Alternatively, you can install the latest version from git. Note that there may be breaking changes pushed to the repository, so this isn’t necessarily advised.

pip install git+https://github.com/OLC-Bioinformatics/StrainChoosr.git

Quickstart

To use StrainChoosr, all you need is a newick-formatted tree file. To pick the 5 most diverse strains from a tree, type the following on the command line:

strainchoosr --treefile /path/to/tree.nwk --number 5

This will print the names of the 5 most diverse strains in your tree to the terminal, as well as create a file called strainchoosr_output.html in your current working directory that lets you visualize the output in any web browser.

To do the same within python:

from strainchoosr import strainchoosr
strainchoosr.run_strainchoosr(treefile='/path/to/tree.nwk', number_representatives=[5])

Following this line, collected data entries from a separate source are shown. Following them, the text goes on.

PR #227, opened 2023-10-10
Minor fixes to make DPE tests easier to run against Caliptra

jhand2:
1. Make InitializeContext tests use simulation when the test asks for it instead of when the target supports it.
2. TagTCI assumes the default context TCI is all zeros, but this only works if the target does not support auto initialization. Disable this assertion until the test can use DeriveChild to specify the input TCI.
3. For tagets whose support vector isn't configurable, the GetProfile tests were just running the same test repeatedly. Update this to just run the test once. For simulator configuration, this testing belongs in simulator unit tests.

### DIFF
--- a/verification/verification.go
+++ b/verification/verification.go
@@ -19,6 +19,9 @@ var TestCases = []TestCase{
 	TestCase{
 		"InitializeContext", TestInitializeContext, []string{},
 	},
+	TestCase{
+		"InitializeContextSimulation", TestInitializeSimulation, []string{"Simulation"},
+	},
 	// CertifyKey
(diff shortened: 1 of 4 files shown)


verification/verification.go
```diff
@@ -38,46 +41,4 @@ var TestCases = []TestCase{
 	TestCase{
 		"GetProfile", TestGetProfile, []string{},
 	},
```
zhalvorsen, line 43: optional: Should we put `GetProfile` first because almost all of the other tests depend on it working correctly?

zhalvorsen (approved):

PR #232, opened 2023-10-11
Remove child from parent context correctly in destroy_context

sree-revoori1:
Previously, we were always setting the children of a parent context to 0 in destroy_context, which is incorrect: If P is the parent of A and B and we destroy_context on A, then B would cease to be the child of P.

### DIFF
--- a/dpe/src/commands/destroy_context.rs
+++ b/dpe/src/commands/destroy_context.rs
@@ -2,9 +2,8 @@
 use super::CommandExecution;
 use crate::{
     context::ContextHandle,
-    dpe_instance::{flags_iter, DpeEnv, DpeInstance, DpeTypes},
+    dpe_instance::{DpeEnv, DpeInstance, DpeTypes},
     response::{DpeErrorCode, Response, ResponseHdr},
-    MAX_HANDLES,
 };
 
 #[repr(C)]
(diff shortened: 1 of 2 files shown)


dpe/src/commands/destroy_context.rs
```diff
@@ -57,8 +57,8 @@ impl CommandExecution for DestroyCtxCmd {
             .take(contexts_to_destroy.len())
         {
             if *context_to_destroy {
-                dpe.contexts[idx].destroy();
                 let parent = dpe.contexts[idx].parent_idx as usize;
+                dpe.contexts[idx].destroy();
```
jhand2, line 61: nit: in Context::destroy should we set parent_idx to 0xFF to protect against this code being moved around incorrectly in the future?

dpe/src/commands/destroy_context.rs
```diff
@@ -33,7 +33,7 @@ impl CommandExecution for DestroyCtxCmd {
         // contexts_to_destroy[i] == true implies dpe.contexts[i] must be destroyed
         let mut contexts_to_destroy = [false; MAX_HANDLES];
         // updated_children[i] holds i's non-destroyed children.
-        let mut updated_children = [0u32; MAX_HANDLES];
+        let mut updated_children = [u32::MAX; MAX_HANDLES];
```
jhand2, line 36: I think this code works correctly, but is a bit hard to follow, which could lead to issues being introduced in the future. I'll think about this a little more, but maybe we could try to refactor this to simplify it.

dpe/src/commands/destroy_context.rs
jhand2, line 61: Instead of `dpe.contexts[idx]` can we use `context_to_destroy`?

dpe/src/commands/destroy_context.rs
jhand2: Here's a straw proposal for how this could maybe be changed:

```rust
// TODO: Is there a way to be extra sure this is being copied and not moved?
// Like calling a .copy function?
let mut tmp_contexts = dpe.contexts;

let to_destroy = (1 << idx) | dpe.get_descendants(context)?;

for idx, c in tmp_contexts {
    // Clears all the to_destroy bits in the children of every context
    c.children &= ~to_destroy;
    if to_destroy & (1 << idx) != 0 {
        c.destroy();
    }
}

dpe.contexts = tmp_contexts;
```

I _think_ this does the same thing as the existing code.

Looking at this, I'm not even sure we need to do the copying because I don't think any of these calls can fail.

dpe/src/commands/destroy_context.rs
sree-revoori1: Done

sree-revoori1: context_to_destroy is just a bool, so how would we use it?

jhand2: Oh, never mind, I misread and thought it was the actual context.

dpe/src/commands/destroy_context.rs
sree-revoori1: Thanks, this is way simpler. Also removed the copying.

jhand2 (approved):

PR #235, opened 2023-10-11
Refactor logic for `DeriveChild`.

zhalvorsen:
There are quite a few edge cases in `DeriveChild` that need to be considered. This mainly hitches on if a locality has a default context, it MUST be the only context in the locality. Which also means, default and non-default contexts can never be together. This refactors this logic to be more explicit about when a `DeriveChild` command will be able to satisfy this requirement.

### DIFF
--- a/dpe/src/commands/derive_child.rs
+++ b/dpe/src/commands/derive_child.rs
@@ -64,27 +64,91 @@ impl DeriveChildCmd {
         self.flags.contains(DeriveChildFlags::INPUT_ALLOW_X509)
     }
 
-    /// Check if this will result in two default contexts in the same locality.
+    /// Whether it is okay to make a default context.
     ///
-    /// There can only be one default context in each locality at any given time. A default context
-    /// has a specific handle. If there are multiple, the DPE instance will not be able to
-    /// differentiate between them.
+    /// When a default context is in a locality, it MUST be the only context in the locality. This
+    /// checks that the operation will result in the locality will only have the newly created
+    /// default context and no others.
     ///
     /// # Arguments
     ///
     /// * `parent_idx` - Index of the soon-to-be parent.
-    /// * `default_context_idx` - Index of the current default context, if there is one.
+    /// * `default_context_idx` - Index of the target locality's default context, if there is one.
+    /// * `num_contexts_in_locality` - Number of contexts already in the locality.
     fn safe_to_make_default(
         &self,
         parent_idx: usize,
-        default_context_idx: Result<usize, DpeErrorCode>,
+        default_context_idx: Option<usize>,
+        num_contexts_in_locality: usize,
     ) -> bool {
-        if let Ok(default_idx) = default_context_idx {
-            if default_idx != parent_idx || self.retains_parent() {
-                return false;
+        match (num_contexts_in_locality, default_context_idx) {
+            // No other contexts in the locality.
+            (0, None) => true,
+            // There is only one context, but that context is the parent.
+            (1, Some(default_idx)) if default_idx == parent_idx => {
+                // It is okay if the parent is about to be retired. The Child can be the default
+                // because the parent is the only other context in the locality and it is about to
+                // be retired.
+                !self.retains_parent()
             }
+            // In all other scenarios, there will be a combination of default and non-default
+            // contexts
+            _ => false,
         }
-        true
+    }
+
+    /// Whether it is okay to make a NON-default context.
+    ///
+    /// There can never be a mixture of default and non-default contexts within the same locality.
+    /// This checks to make sure the operation will not result in a mixture.
+    ///
+    /// # Arguments
+    ///
+    /// * `parent_idx` - Index of the soon-to-be parent.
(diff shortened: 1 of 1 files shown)


dpe/src/commands/derive_child.rs
```diff
@@ -612,4 +673,37 @@ mod tests {
             Err(DpeErrorCode::InvalidArgument)
         );
     }
+
+    #[test]
+    fn test_make_default_in_other_locality_that_has_non_default() {
```
zhalvorsen, line 678: This tests the scenario called out by NCC

dpe/src/commands/derive_child.rs
```diff
@@ -64,27 +64,86 @@ impl DeriveChildCmd {
...
+    /// When a default context is in a locality, it MUST be the only context in the locality. There
+    /// can never be a mixture of default and non-default contexts. This checks that the operation
+    /// will not violate either statement.
+    ///
+    /// # Arguments
+    ///
+    /// * `parent_idx` - Index of the soon-to-be parent.
+    /// * `default_context_idx` - Index of the current default context, if there is one.
+    /// * `num_contexts_in_locality` - Number of contexts already in the locality.
+    fn safe_to_make_child(
```
jhand2, line 131: nit: There is another piece of code below that is also relevant to whether it's safe to create the child:

```rust
        // [jhand editorial] This statement is only hit if parent_idx handle is default
        } else if locality == target_locality {
            // The default context cannot be retained because a locality cannot
            // support the default context and random context handles at the same time.
            return Err(DpeErrorCode::InvalidArgument);
        }
```

I'm wondering if it would make sense to move that here so that all of these cases are handled in one place. But it is a little different (it's about whether it's safe to retain the parent). So maybe it's ok to handle it separately.

jhand2 (dismissed):

dpe/src/commands/derive_child.rs
zhalvorsen: I was picturing that the parent context always rotated, even if the parent was a default. Fixed logic and removed the section mentioned.

dpe/src/commands/derive_child.rs
```diff
@@ -64,27 +64,89 @@ impl DeriveChildCmd {
...
-        if let Ok(default_idx) = default_context_idx {
-            if default_idx != parent_idx || self.retains_parent() {
-                return false;
+        match (num_contexts_in_locality, default_context_idx) {
+            // No other contexts in the locality.
+            (0, None) => true,
+            // There is only one context, but that context is the parent.
+            (1, Some(default_idx)) if default_idx == parent_idx => {
+                // It is okay if the parent is about to be retired.
+                !self.retains_parent()
```
jhand2, line 90: I think whether or not this is ok still depends on whether the parent and child contexts are in the same locality, right?

zhalvorsen: Yeah that's true, default_context_idx is the index of the default context in the target locality so it should be covered. Or am I missing something?

dpe/src/commands/derive_child.rs
```diff
@@ -64,27 +64,89 @@ impl DeriveChildCmd {
...
+    /// Whether it is okay to create a child in the given environment.
+    ///
+    /// When a default context is in a locality, it MUST be the only context in the locality. There
+    /// can never be a mixture of default and non-default contexts. This checks that the operation
+    /// will not violate either statement.
+    ///
+    /// # Arguments
+    ///
+    /// * `parent_idx` - Index of the soon-to-be parent.
+    /// * `default_context_idx` - Index of the current default context, if there is one.
```
sree-revoori1, line 132: I think the argument descriptions need to be updated here

dpe/src/commands/derive_child.rs
```diff
@@ -64,27 +64,89 @@ impl DeriveChildCmd {
...
+            // In all other scenarios, there will be a combination of default and non-default
+            // contexts
+            _ => false,
         }
-        true
+    }
+
+    /// Whether it is okay to make a NON-default context.
+    ///
+    /// There can never be a mixture of default and non-default contexts. This checks to make sure
```
sree-revoori1, line 100: nit: Maybe specify that there can never be a mix of default/non-default contexts within the same locality

sree-revoori1:
nit: could you run the test_panic_missing test within the caliptra runtime? I highly doubt this change introduces panic, but just want to be sure before merging.

dpe/src/commands/derive_child.rs
zhalvorsen: Done

dpe/src/commands/derive_child.rs
zhalvorsen: Done

dpe/src/commands/derive_child.rs
zhalvorsen: Done

zhalvorsen:
Passing `test_panic_missing` tests from caliptra-sw

sree-revoori1 (approved):

Issue #226, opened 2023-10-10
[verification] Reboot target less in tests


jhand2:
Every DPE verification test reboots the target. When run on a real server, this can take a very long time. We should refactor tests so they don't need to be rebooted so often. Ideally, most tests could be run without a reboot.

One way to make this happen is to hold onto the root DPE context node and then delete it after every test.

sree-revoori1:
Fixed by #241

PR #241, opened 2023-10-12
Reboot the verification tests less often.

zhalvorsen:
With a simulator it is very easy to reboot to reset the state and try different configurations, this is not true for real platforms. This refactors the golang verification test suite to reboot less often, if at all.

#226

### DIFF
--- a/verification/verification_test.go
+++ b/verification/verification_test.go
@@ -8,40 +8,20 @@ import (
 	"testing"
 )
 
-var target_exe *string
 var testTargetType string
 
 // This will be called before running tests, and it assigns the socket path based on command line flag.
 func TestMain(m *testing.M) {
-	target_exe = flag.String("sim", "../simulator/target/debug/simulator", "path to simulator executable")
+	TargetExe = flag.String("sim", "../simulator/target/debug/simulator", "path to simulator executable")
 
 	exitVal := m.Run()
 	os.Exit(exitVal)
 }
 
 func TestRunAll(t *testing.T) {
-	for _, test := range TestCases {
-		t.Run(test.Name, func(t *testing.T) {
-			d, err := GetTestTarget(test.SupportNeeded)
-			if err != nil {
-				t.Errorf("Unable to get test target: %v", err)
-			}
+	targets := GetSimulatorTargets()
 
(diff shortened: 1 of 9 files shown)


verification/verification_test.go
```diff
@@ -4,44 +4,58 @@ package verification
...
-		})
+	for _, target := range targets {
+		runTargetTestCases(target, t)
 	}
 }
 
-// Get the test target for simulator/emulator
-func GetTestTarget(supportNeeded []string) (TestDPEInstance, error) {
-	instance, err := GetSimulatorTarget(supportNeeded, *target_exe)
+func runTargetTestCases(target TestTarget, t *testing.T) {
```
jhand2, line 30: One possible issue here is that we're running tests differently depending on whether the target supports power control, which could lead to failures that happen on other targets but don't happen here.

I think there are two types of tests: Ones that need a reboot to succeed and ones that don't. Ideally we would always reboot the ones that really need it and don't reboot the others.

If a target doesn't support reboot control (or doesn't want to because of time constraints), they can return false from `HasPowerControl`. A test which doesn't work w/o power control can add

```
if !d.HasPowerControl() {
    t.Skipf("Some reason...")
}
```

As you mentioned in the PR description, I actually don't think we have any such tests today.

zhalvorsen: We discussed this offline. For posterity, here is what we talked about.

Now it tries to power on once per `TestTarget`. The `HasPowerControl` here check is to make sure the test device is powered before executing the test suite.

`TestTarget` can be thought of as either different platforms or separate test devices. Platforms that integrate with this library would probably only have one set of `Support` options. So there would only be one entry for that platform. Something like this could be added to `TestRunAll`.

```go
func TestRunAll(t *testing.T) {
    targets := GetSimulatorTargets()
    targets += {
        "CoolNewPlatform",
        CoolNewPlatform(),
        AllTestCases,
    }

    for _, target := range targets {
        runTargetTestCases(target, t)
    }
}
```

If a platform doesn't want to reboot, the test device could be left powered and then mark `HasPowerControl` as false.

jlmahowa-amd (approved):

jhand2 (approved):

PR #246, opened 2023-10-14
Exclude root node from certs if it doesn't contain any measurements

### LINKED ISSUE #244: Exclude root node from the cert
The root node is not a real node, so it's measurements should not be in the certs.

sree-revoori1:
There are two ways a context can get measurements - if it got created in derive child as a child context or if it's tci was extended. Thus, the root node can only have measurements if it's tci was extended. Otherwise, we should exclude adding it's measurements to the certs since they are default buffers of 0s.

This PR also adds support for extend_tci in the go verification tests so that we can call it before certifying key. This is necessary since we do not have derive_child implemented yet in the verification tests, so we can only ever have the root node to certify. If we skip adding the root node to the certs, then certify key would fail as there are no measurements to add to the certs, so we call extend_tci to create measurements in the root node.

fixes #244

### DIFF
--- a/dpe/src/dpe_instance.rs
+++ b/dpe/src/dpe_instance.rs
@@ -42,8 +42,11 @@ pub struct DpeInstance {
     /// `InitializeContext(simulation=false)`) once per reset cycle.
     pub(crate) has_initialized: U8Bool,
 
+    /// Flag used to determine if the root node can be used in CDI/Key derivation
+    pub(crate) root_has_measurement: U8Bool,
+
     // unused buffer added to make DpeInstance word aligned and remove padding
-    reserved: [u8; 3],
+    reserved: [u8; 2],
 }
 
 impl DpeInstance {
@@ -64,7 +67,8 @@ impl DpeInstance {
             contexts: [CONTEXT_INITIALIZER; MAX_HANDLES],
             support,
             has_initialized: false.into(),
-            reserved: [0u8; 3],
+            root_has_measurement: false.into(),
+            reserved: [0u8; 2],
         };
 
         if dpe.support.auto_init() {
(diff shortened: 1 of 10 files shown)


dpe/src/dpe_instance.rs
```diff
@@ -264,9 +268,11 @@ impl DpeInstance {
                 return Err(DpeErrorCode::InternalError);
             }
 
-            // TODO: The root node isn't a real node with measurements and
-            // shouldn't be in the cert. But we don't support DeriveChild yet,
-            // so this is the only node we can create to test cert creation.
+            // Skip adding the root node if it doesn't contain any measurements.
+            if curr.parent_idx == Context::ROOT_INDEX && !self.root_has_measurement.get() {
+                break;
+            }
```
jhand2, line 274: I'm wondering if it is relevant to always include the root measurement in the key derivation. Here's why:

Tree 1:

```
root(0x00) -> DeriveChild(0x00) -> DeriveChild(0x01)
                 ^
                 |
            ExtendTCI(0xAA
```

Tree 2:
```
root(0x00) -> DeriveChild(0x01)
     ^
     |
ExtendTCI(0xAA)
```

These will have the same key derived and the same certificate, but they technically took different boot paths.

When we talked about this previously, I wasn't thinking about the fact that you could technically call ExtendTCI on the root node.

sree-revoori1: Yeah that makes sense to me. But maybe we could still exclude the root measurement if the DPE does not support ExtendsTci?

verification/verification.go
```diff
@@ -25,10 +25,10 @@ var InitializeContextSimulationTestCase = TestCase{
 	"InitializeContextSimulation", TestInitializeSimulation, []string{"Simulation"},
 }
 var CertifyKeyTestCase = TestCase{
-	"CertifyKey", TestCertifyKey, []string{"AutoInit", "X509", "IsCA"},
+	"CertifyKey", TestCertifyKey, []string{"AutoInit", "X509", "IsCA", "ExtendTci"},
 }
 var CertifyKeySimulationTestCase = TestCase{
-	"CertifyKeySimulation", TestCertifyKey_SimulationMode, []string{"AutoInit", "Simulation", "X509", "IsCA"},
+	"CertifyKeySimulation", TestCertifyKey_SimulationMode, []string{"AutoInit", "Simulation", "X509", "IsCA", "ExtendTci"},
 }
```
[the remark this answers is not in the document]
sree-revoori1: The problem is, we need ExtendTci here since otherwise we can only call certify key with the root, but key derivation would fail since there is no measurement to include. The other option is to wait until derive child is supported in the verification tests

In addition to printing the strains to terminal, run_strainchoosr will return a dictionary where keys are the number of representatives and values are lists of the strains selected for that number of representatives.

Alternatively, if all you want to get is the list of strains and not generated html reports:

from strainchoosr import strainchoosr
import ete3
tree = ete3.Tree('path/to/treefile.nwk')
diverse_strains = strainchoosr.pd_greedy(tree=tree, number_tips=5, starting_strains=[])

This will get you a list of ete3.TreeNode objects that represent the 5 most diverse possible strains. You can then use strainchoosr.get_leaf_names_from_nodes(diverse_strains) to get a list of names.

Complete documentation on the strainchoosr API can be found at https://strainchoosr.readthedocs.io/api.html.

Issues and Pull Requests

If you have any problems or want a feature implemented, please feel free to open an issue. Similarly, if you want to add a feature or otherwise improve things, feel free to open a pull request.